WORK INSTRUCTION: Print the data exactly as it appears, keeping every word.

SOURCE DATA Start Marker

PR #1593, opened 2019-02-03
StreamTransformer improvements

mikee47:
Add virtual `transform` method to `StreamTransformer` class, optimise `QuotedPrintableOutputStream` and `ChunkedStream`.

SOURCE DATA End Marker

OUTPUT FOR THIS TASK:
PR #1593, opened 2019-02-03
StreamTransformer improvements

mikee47:
Add virtual `transform` method to `StreamTransformer` class, optimise `QuotedPrintableOutputStream` and `ChunkedStream`.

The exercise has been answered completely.